Les plus naïfs, ceux qui se croient optimistes, voient la victoire politique de Sébastien Lecornu comme l’aboutissement d’un parlementarisme responsable et d’une culture du compromis. Les plus lucides, ceux qui regardent au-delà de l’échéance de fin d’année, voient clairement l’impossibilité de tenir la trajectoire votée. Ils voient que la dérive des comptes publics chemine vers un déficit de 5,5% du PIB, que notre pays est le seul en Europe à glisser ainsi, que les créanciers de la France ne l’accepteront pas éternellement. Ils voient que les seuls partis à être restés unis dans le tumulte des débats parlementaires sont l’extrême gauche et l’extrême droite, et que leur cote sondagière progresse en continu. Ils voient que les programmes que défendent le Rassemblement national et La France insoumise sont dangereux de laxisme, mais que leur opposer un gloubi-boulga budgétaro-social au nom de l’impérieuse stabilité politique est une non-réponse à quelques questions pourtant fondamentales : comment ces partis de la droite et du centre qui ont confondu compromis et compromission feront-ils pour revenir à un programme plus crédible pour l’élection présidentielle de 2027, lorsque tous les sujets aujourd’hui traités par la pompe à milliards devront être sérieusement affrontés ? Comment le Parti socialiste pourra-t-il espérer des victoires électorales sans se plier au diktat d’une France insoumise revancharde ? Et comment pourront-ils tous espérer échapper au rouleau compresseur des extrêmes et de leurs idées simplistes qui risquent de plus en plus de les laminer ?

Il n’aurait pas été inutile pour la démocratie de commencer à s’en préoccuper ces jours-ci à l’Assemblée.

1. ARTICLE – « Un déficit de 24 milliards là où on espérait 17 milliards :

alors que « trou » de la Sécu va atteindre un niveau jamais vu (hors Covid), Roland Lescure prévient qu’il faudra trouver 4,5 milliards d’euros supplémentaires

BFM 10 12 25

Invité sur RTL, le ministre de l’Économie a indiqué que le déficit de la Sécurité sociale devrait atteindre plus de 24 milliards d’euros en 2026 et environ 19,5 milliards après transferts de l’État.

« L’improbable est devenu possible ». Invité sur RTL ce mercredi 10 décembre, Roland Lescure s’est dit « un peu soulagé » après l’adoption la veille par les députés du budget de la Sécurité sociale 2026.

Mais ce vote ne s’est pas fait à n’importe quel prix pour le gouvernement. Le texte, qui doit repartir au Sénat vendredi prévoit un déficit bien plus élevé que celui inscrit dans la copie initiale de l’exécutif.

En l’occurence, il s’établit autour de 24 milliards d’euros soit plus qu’en 2025 (23 milliards), et à 19,5 milliards après transferts de l’État, là où le gouvernement espérait un déficit d’environ 17 milliards.
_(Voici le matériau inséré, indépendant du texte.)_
PR #109, opened 2021-09-10
Issue/99 remove hash

### LINKED ISSUE #99: Remove hash from NetCDF filenames
`nowcasting_dataset` produces ML batches.  Each batch is stored in a separate NetCDF file.  The filename for each NetCDF file includes a hash.  e.g. the filename `000776_8509.nc` is made up for a hash (`000776`) and the batch number (`8509`).  I included a hash because the Google Cloud documentation says you can get slightly higher throughput by including a hash in the filename, to maximise the chance that your files are distributed across multiple storage nodes.

But the hash makes the filenames harder for humans to read.  And it's not clear that the extra performance is relevant for us.  And, we're about to do most of our ML research on our own hardware (which doesn't benefit from hashing).  So maybe we should remove the hash from the filename?

Any opinions, anyone?!

peterdudfield:
# Pull Request Template

## Description

Remove hashing from filename. 
Add optional to easily to turn it back on - this is because current dataset does include hashing in the filename, so dont wan't this change to make those files not usable. 

Fixes #99 

## How Has This Been Tested?

Unittest

- [ ] No
- [x] Yes

## Checklist:

### DIFF
--- a/nowcasting_dataset/utils.py
+++ b/nowcasting_dataset/utils.py
@@ -69,17 +69,24 @@ def sin_and_cos(df: pd.DataFrame) -> pd.DataFrame:
     return output_df
 
 
-def get_netcdf_filename(batch_idx: int) -> Path:
+def get_netcdf_filename(batch_idx: int, add_hash:bool = False) -> Path:
     """Generate full filename, excluding path.
 
     Filename includes the first 6 digits of the MD5 hash of the filename,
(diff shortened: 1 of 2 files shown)


jacobbieker (approved):
LGTM!

JackKelly (approved):
LGTM!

« L’État renfloue les caisses de la Sécu et donc il va falloir trouver les 4,5 milliards dans le cadre de la discussion du budget (de l’État) », a indiqué le ministre de l’Économie.

« C’est la dernière haie qu’il nous reste à franchir »
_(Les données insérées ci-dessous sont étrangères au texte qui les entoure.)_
PR #120, opened 2021-09-14
adding .flake8 file to set line length to 100 chars

JackKelly:
# Pull Request

## Description

A two-line PR!  This one implements one way of automatically checking that lines are <= 100 chars long, as per OCF's style guide.  

## How Has This Been Tested?

This works with my code editor (Emacs).  I haven't tested it with Black yet.  It's possible Black will need another config file. 

- [ ] No
- [x] Yes


peterdudfield (approved):
Should this be put in the nowcasting meta repo - then it will be in all the repos. 
@jacobbieker @flowirtz is that how it works?

jacobbieker (approved):
LGTM! Black will do it automatically, but no harm in a second check. In https://github.com/openclimatefix/nowcasting_dataset/pull/107 I add a pre-commit hook that auto formats with Black on every push with a 100 line length limit.

JackKelly:
I'll merge for now.  We can always move to the 'meta' nowcasting repo if that's the right place for this!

« Il va falloir faire des efforts. Je reste convaincu qu’il faut avoir un déficit de l’ensemble, Sécu et État, de 5%. Et donc avec un déficit de la Sécu qui est plutôt de 24 milliards là où on espérait 17, il va falloir trouver des milliards ailleurs dans les comptes de l’État. C’est la dernière haie qu’il nous reste à franchir », a insisté le locataire de Bercy.

Pour rappel, le déficit de la Sécurité sociale, s’il s’élève à 24 milliards d’euros en 2026, sera un niveau jamais atteint en France hors période Covid en 2020 où il avait grimpé à 39,7 milliards d’euros. Il était resté élevé en 2022 mais avait reculé à 19,6 milliards puis 10,8 milliards en 2023. Avant de repartir à la hausse en 2024 (15,3 milliards) puis en 2025 où il est attendu à 23 milliards d’euros.